I imagine it's going to be pretty tough, but we'll see


----------



## monkE (Aug 4, 2010)

It's very cool how these fish eventually get to know you and come out of the caves as soon as you approach the glass.

Heres a couple decent pics of the cichlids i've got so far, as well as a new cat


----------



## monkE (Aug 4, 2010)

It's been quite a while since I've done any kind of update on this tank and last night I decided that I didn't like how un-natural my old rockscape looked. So I pulled everything out of there and rescaped it to look a little more like a natural formation.


----------



## rich16 (Mar 25, 2011)

Nice...I struggle with the rockscape in my cichlid tank as well. Did you reduce the number of fish? Don't see as many in the latest pics.


----------



## monkE (Aug 4, 2010)

rich16 said:


> Nice...I struggle with the rockscape in my cichlid tank as well. Did you reduce the number of fish? Don't see as many in the latest pics.

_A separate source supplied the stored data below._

PR #74, opened 2017-01-20
[JENKINS-41255] Propagate SCMSource id changes when the new SCMSource is identical to the old

stephenc:
See [JENKINS-41255](https://issues.jenkins-ci.org/browse/JENKINS-41255)

@reviewbybees

### DIFF
--- a/src/main/java/jenkins/branch/MultiBranchProject.java
+++ b/src/main/java/jenkins/branch/MultiBranchProject.java
@@ -58,12 +58,15 @@ import hudson.security.ACL;
 import hudson.security.Permission;
 import hudson.util.LogTaskListener;
 import hudson.util.PersistedList;
+import hudson.util.XStream2;
 import hudson.util.io.ReopenableRotatingFileOutputStream;
 import java.io.ByteArrayOutputStream;
 import java.io.File;
 import java.io.IOException;
 import java.io.OutputStream;
 import java.io.UnsupportedEncodingException;
+import java.lang.reflect.Field;
+import java.lang.reflect.Modifier;
 import java.util.ArrayList;
 import java.util.Collection;
 import java.util.Collections;
@@ -72,6 +75,7 @@ import java.util.HashSet;
 import java.util.IdentityHashMap;
 import java.util.LinkedHashMap;
 import java.util.List;
+import java.util.ListIterator;
 import java.util.Map;
 import java.util.Set;
 import java.util.TreeSet;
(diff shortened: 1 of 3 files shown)


src/main/java/jenkins/branch/MultiBranchProject.java
```diff
@@ -358,6 +362,146 @@ public synchronized void setProjectFactory(BranchProjectFactory<P, R> projectFac
...
+                if (!removals.contains(removal.getSource().getId())) {
+                    continue;
+                }
+                if (!equalButForId(removal.getSource(), addition.getSource())) {
+                    continue;
+                }
+                changedIds.put(removal.getSource().getId(), addition.getSource().getId());
+                // now take this one out of consideration
+                removals.remove(removal.getSource().getId());
+                break;
```
rsandell: I'm not sure I'm following this one, you are only interested in the first removal not matching?

stephenc: If I have paired an addition with a removal, we don't want to check either half of the pair again

src/main/java/jenkins/branch/MultiBranchProject.java
```diff
@@ -358,6 +362,149 @@ public synchronized void setProjectFactory(BranchProjectFactory<P, R> projectFac
...
+        Map<String,String> changedIds = new HashMap<>();
+        Set<String> additions = new HashSet<>(newIds);
+        additions.removeAll(oldIds);
+        Set<String> removals = new HashSet<>(oldIds);
+        removals.removeAll(newIds);
+
+        // we will be manipulating the sources, so make sure we own the backing list impl
+        sources = new ArrayList<>(sources);
+        for (ListIterator<BranchSource> i = sources.listIterator(); i.hasNext(); ) {
+            BranchSource addition = i.next();
```
jglick: Why not a simple

```java
for (BranchSource addition : sources) {
```

?

src/main/java/jenkins/branch/MultiBranchProject.java
```diff
@@ -358,6 +362,149 @@ public synchronized void setProjectFactory(BranchProjectFactory<P, R> projectFac
...
+
+    private boolean equalButForId(SCMSource a, SCMSource b) {
+        if (!a.getClass().equals(b.getClass())) {
+            return false;
+        }
+        boolean fallBack = false;
+        Class<?> clazz = a.getClass();
+        REFLECTION:
+        while (clazz != null && SCMSource.class.isAssignableFrom(clazz) && clazz != SCMSource.class) {
+            for (Field field : clazz.getDeclaredFields()) {
```
jglick: Surely easier to use the XStream form for the whole `SCMSource` and just white out the `<id>…</id>`.

src/main/java/jenkins/branch/MultiBranchProject.java
```diff
@@ -358,6 +362,149 @@ public synchronized void setProjectFactory(BranchProjectFactory<P, R> projectFac
...
+                int modifiers = field.getModifiers();
+                if (Modifier.isStatic(modifiers)) {
+                    continue;
+                }
+                if (Modifier.isTransient(modifiers)) {
+                    continue;
+                }
+                // TODO Will Java 9 modules lock setAccessible permissions? Likely would break XStream too!
```
jglick: Nothing is going to run on Java 9, forget about it…

src/main/java/jenkins/branch/MultiBranchProject.java
```diff
@@ -358,6 +362,149 @@ public synchronized void setProjectFactory(BranchProjectFactory<P, R> projectFac
...
+                if (aField == null || bField == null) {
+                    // we know they are different
+                    return false;
+                }
+                if (aField.equals(bField)) {
+                    // next field
+                    continue;
+                }
+                if (aField instanceof Boolean || aField instanceof Number || aField instanceof String) {
+                    // no need to compare primatives by XML, we know they are different
```
jglick: typo

src/main/java/jenkins/branch/MultiBranchProject.java
```diff
@@ -358,6 +362,149 @@ public synchronized void setProjectFactory(BranchProjectFactory<P, R> projectFac
...
+
+            clazz = clazz.getSuperclass();
+        }
+        return !fallBack || SOURCE_ID_OMITTED_XSTREAM.toXML(a).equals(SOURCE_ID_OMITTED_XSTREAM.toXML(b));
+    }
+
+    private final static XStream2 SOURCE_ID_OMITTED_XSTREAM = new XStream2();
+
+    static {
+        SOURCE_ID_OMITTED_XSTREAM.omitField(SCMSource.class, "id");
```
jglick: So if you can do this anyway, why the giant pile of reflection crap?

src/main/java/jenkins/branch/MultiBranchProject.java
```diff
@@ -358,6 +362,149 @@ public synchronized void setProjectFactory(BranchProjectFactory<P, R> projectFac
     }
 
     /**
+     * Offers direct access to set the configurable list of branch sources <strong>while</strong> preserving
+     * branch source id associations for sources that are otherwise unmodified
+     * @param sources
+     * @throws IOException
+     */
+    public void setSourcesList(List<BranchSource> sources) throws IOException {
```
stephenc: If somebody wants to build an alternative to org folders but retaining multibranch, they need this method to handle legacy navigator implementations

src/main/java/jenkins/branch/MultiBranchProject.java
stephenc: I had in my mind to replace parts of the list as I iterated... for the life of me I cannot fathom why. Will change back (and remove the ArrayList 3 lines above)

src/main/java/jenkins/branch/MultiBranchProject.java
stephenc: Yep. It's premature optimisation... from before I found `omitField` and was doing crazy things to ensure a bare ID would end up escaped the same way as in the whole object... I guess I'll put the reflection code back in my rainy day library

src/main/java/jenkins/branch/MultiBranchProject.java
stephenc: Reflection code was fun to write... ok no it wasn't but it was less scary that the evil reflex stuff I was doing before I found omitField

PR #75, opened 2017-01-20
[JENKINS-41121] Use the SCMHeadMigration API

stephenc:
Downstream of https://github.com/jenkinsci/scm-api-plugin/pull/24

See [JENKINS-41121](https://issues.jenkins-ci.org/browse/JENKINS-41121)

@reviewbybees

### DIFF
--- a/src/main/java/jenkins/branch/MultiBranchProject.java
+++ b/src/main/java/jenkins/branch/MultiBranchProject.java
@@ -76,6 +76,7 @@ import java.util.Map;
 import java.util.Set;
 import java.util.TreeSet;
 import java.util.logging.Level;
+import java.util.logging.LogRecord;
 import java.util.logging.Logger;
 import javax.annotation.Nonnull;
 import javax.servlet.ServletException;
@@ -86,6 +87,7 @@ import jenkins.scm.api.SCMEvent;
 import jenkins.scm.api.SCMEventListener;
 import jenkins.scm.api.SCMHead;
 import jenkins.scm.api.SCMHeadEvent;
+import jenkins.scm.api.SCMHeadMigration;
 import jenkins.scm.api.SCMHeadObserver;
 import jenkins.scm.api.SCMRevision;
 import jenkins.scm.api.SCMSource;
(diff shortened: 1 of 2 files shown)


src/main/java/jenkins/branch/MultiBranchProject.java
```diff
@@ -201,6 +203,48 @@ public void onLoad(ItemGroup<? extends Item> parent, String name) throws IOExcep
...
+                    LOGGER.log(Level.INFO, "Job {0}: a plugin upgrade is requesting migration of branch from {1} to {2}",
+                            new Object[]{item.getFullName(), oldHead.getClass(), newHead.getClass()}
+                    );
+                    try {
+                        Branch newBranch = new Branch(oldBranch.getSourceId(), newHead, oldBranch.getScm(),
+                                oldBranch.getProperties());
+                        newBranch.setActions(oldBranch.getActions());
+                        factory.setBranch(item, newBranch);
+                        SCMRevision revision = factory.getRevision(item);
+                        factory.setRevisionHash(item, SCMHeadMigration.readResolveSCMRevision(source, revision));
```
jglick: Wait, so `readResolveSCMRevision` will never be called unless `readResolveSCMHead` is implemented to modify the head? If so, I do not recall this being emphasized in the API.

src/main/java/jenkins/branch/MultiBranchProject.java
```diff
@@ -201,6 +203,48 @@ public void onLoad(ItemGroup<? extends Item> parent, String name) throws IOExcep
...
+                    } catch (IOException | RuntimeException e) {
+                        LogRecord lr = new LogRecord(Level.WARNING,
+                                "Job {0}: Could not complete migration of branch from type {1} to {2}. "
+                                        + "The side-effect of this is that the next index may trigger a rebuild "
+                                        + "of the job (after which the issue will be resolved)");
+                        lr.setThrown(e);
+                        lr.setParameters(new Object[]{item.getFullName(), oldHead.getClass(), newHead.getClass()});
+                        LOGGER.log(lr);
```
jglick: Overkill, easier to use `log(Level, String, Throwable)`.

src/main/java/jenkins/branch/MultiBranchProject.java
stephenc: if you change the head you most likely need to change the revision too (as the revision includes the head)... thus if the head is changed we change the revision...

I guess we could modify the contract to resolve the revision too for future fix-up

PR #76, opened 2017-01-24
[JENKINS-41171] All OrganizationFolder instances should be single origin

stephenc:
See [JENKINS-41171](https://issues.jenkins-ci.org/browse/JENKINS-41171)

See [Blue Ocean embedding hard-coded assumption of single origin](https://github.com/jenkinsci/blueocean-plugin/blob/166b8f4e2a90037f212efac4ae4973cb53d825d7/blueocean-github-pipeline/src/main/java/io/jenkins/blueocean/blueocean_github_pipeline/GithubOrganizationFolder.java#L24)

While the test cases seemed to imply that multi-organization folders were an explicit design decision in Branch API 1.x, it seems to be more an accident from mirroring Multibranch Projects rather than a deliberate design decision.

Given that there are other plugins making the assumption of single origin, rather than expose the multi-origin use case, it seems more pragmatic to lock down the single origin for all Organization Folder instances that are single origin.

e.g. here is what a single origin GitHub Organization Folder will look like with this change:

screen shot 2017-01-24 at 14 55 42

Any users that have been using the multi-origin will still see the multi-origin behaviour as before:

screen shot 2017-01-24 at 14 53 57

But with a warning advising that the configuration is not recommended. As soon as the configuration is changed to single origin and the organization folder saved, the preferred locked behaviour will be applied.

It is likely that we may, at some future point in time, re-enable the multi-origin functionality for example:

* to allow for preparation and testing of changes before committing to non-DVCS SCM systems or SCM systems where it is non-trivial to offer in-place editing of the files from Blue Ocean; 

* to allow layering on code review systems such as [ReviewBoard](https://www.reviewboard.org/) on top of non-DVCS SCM Hosting solutions such as [Trac](https://trac.edgewall.org/wiki/TracSubversion) - though whether those specific projects are active enough is a separate question. The idea would be that one navigator is responsible for "hosting" the subversion / SCM repositories and the second system is responsible for "hosting" the change requests. A custom `SCM` implementation would delegate to the backing `SCM` to check out the baseline files and then use `patch` to apply the `.patch` that had been uploaded to the code review system. *Obviously DVCS is superior in that you do not have to manually upload `.patch` files and you can just push the proposed changes to the review server*

However, at this time there is no use-case driving the need for multi-origin and it is more likely to confuse users and create issues in downstream plugins.

@reviewbybees esp @i386 and @HRMPW


HRMPW:
👎  This change serves no purpose

vivek:
Code changes LGTM 🐝 From Blueocean perspective, UX is going to be more consistent and these are  UI changes so do not see any side effect as APIs remain untouched.

kshultzCB:
My migration tests have all passed. 🐝

PR #79, opened 2017-02-07
[JENKINS-41795] Report event origins

stephenc:
Downstream of https://github.com/jenkinsci/scm-api-plugin/pull/27

See [JENKINS-41795](https://issues.jenkins-ci.org/browse/JENKINS-41795)

Reports the origin of events, the event logs will now look something like:

screen shot 2017-02-07 at 11 56 09

And the tooltip for a branch event will include the origin if known:

screen shot 2017-02-07 at 11 57 40

@reviewbybees

### DIFF
--- a/src/main/java/jenkins/branch/BranchEventCause.java
+++ b/src/main/java/jenkins/branch/BranchEventCause.java
@@ -26,6 +26,7 @@
 package jenkins.branch;
 
 import edu.umd.cs.findbugs.annotations.CheckForNull;
+import edu.umd.cs.findbugs.annotations.NonNull;
 import hudson.model.Cause;
 import hudson.model.ItemGroup;
 import hudson.model.Run;
@@ -42,6 +43,7 @@ public final class BranchEventCause extends Cause {
     private transient MultiBranchProject<?, ?> multiBranchProject;
 
     private final long timestamp;
+    @NonNull
     private final String origin;
 
     BranchEventCause(SCMEvent<?> event) {
@@ -64,6 +66,7 @@ public final class BranchEventCause extends Cause {
         return new Date(timestamp);
     }
 
+    @NonNull
     public String getOrigin() {
         return origin;
     }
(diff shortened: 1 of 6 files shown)


KostyaSha:
Exposing debug information to end users looks like overkill. Who cares about this IPs?

src/main/java/jenkins/branch/BranchEventCause.java
```diff
@@ -62,6 +64,10 @@ public Date getTimestamp() {
         return new Date(timestamp);
     }
 
+    public String getOrigin() {
```
jglick: `@CheckForNull`

src/main/resources/jenkins/branch/BranchEventCause/description.properties
```diff
@@ -1 +1,2 @@
 blurb=Branch event at {0,time} on {0,date}
+origin=Origin: {0}
```
jglick: Will this show `Origin: ?` if the origin is unknown?

stephenc: yes

stephenc:
@KostyaSha said:

> Exposing debug information to end users looks like overkill. Who cares about this IPs?

When the user is trying to determine why they have strange extra builds being triggered the IP address of the origin of the requests is vital.

There is no value in hiding the information from users as it will be in the logs that anyone with Item/READ can access anyway, and we cannot hide the origin in the logs from non-admins (plus the origin is expected to normally be the SCM system - given that the SCM links will be pointing to that system, its IP address is not exactly top secret)

The origin is only available as a tool-tip so not exactly in your face either

src/main/java/jenkins/branch/BranchEventCause.java
stephenc: `@NonNull` because the event will substitute `?`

So same fish, actually 2 more than the earlier pics, but they were pretty freaked out after all the moving stuff around so they were probably hididng for the most part.


----------



## monkE (Aug 4, 2010)

Well it's been a while so i reckon it's update time! I took a video of feeding them bloodworms... started up with my phone upside down but I noticed my mistake pretty quickly! enjoy


----------



## rich16 (Mar 25, 2011)

Nice setup, looks great!


----------



## monkE (Aug 4, 2010)

rich16 said:


> Nice setup, looks great!


thanks Rich


----------



## 2wheelsx2 (Apr 21, 2010)

I'm sure someone has asked this already, but is the wood causing problems with your pH (driving it down)?


----------



## Stoogie (Apr 9, 2011)

Loving the new decorating! 

As for wood in the tanks, I've used wood in my african tank since it's been set up, and it's not caused too much trouble with the ph or the hardness. I do have a LOT of aragonite, coral, and crushed shells, and I use the homemade buffering recipe as well for water changes (tap water is 6.4 :S)


----------



## monkE (Aug 4, 2010)

2wheelsx2 said:


> I'm sure someone has asked this already, but is the wood causing problems with your pH (driving it down)?


I know that the wood definitely does buffer slightly but I do my weekly water changes and dose alkali buffer so that seems to keep it in check. I honestly don't check every single day but every time I do check it is always in the 7.8-8.0 range


----------



## monkE (Aug 4, 2010)

Stoogie said:


> Loving the new decorating!
> 
> As for wood in the tanks, I've used wood in my african tank since it's been set up, and it's not caused too much trouble with the ph or the hardness. I do have a LOT of aragonite, coral, and crushed shells, and I use the homemade buffering recipe as well for water changes (tap water is 6.4 :S)


thanks man, I think the natural look now is way better than what I had before


----------



## Unicorrs (Oct 26, 2011)

great rock and wood set up!
simple and neat


----------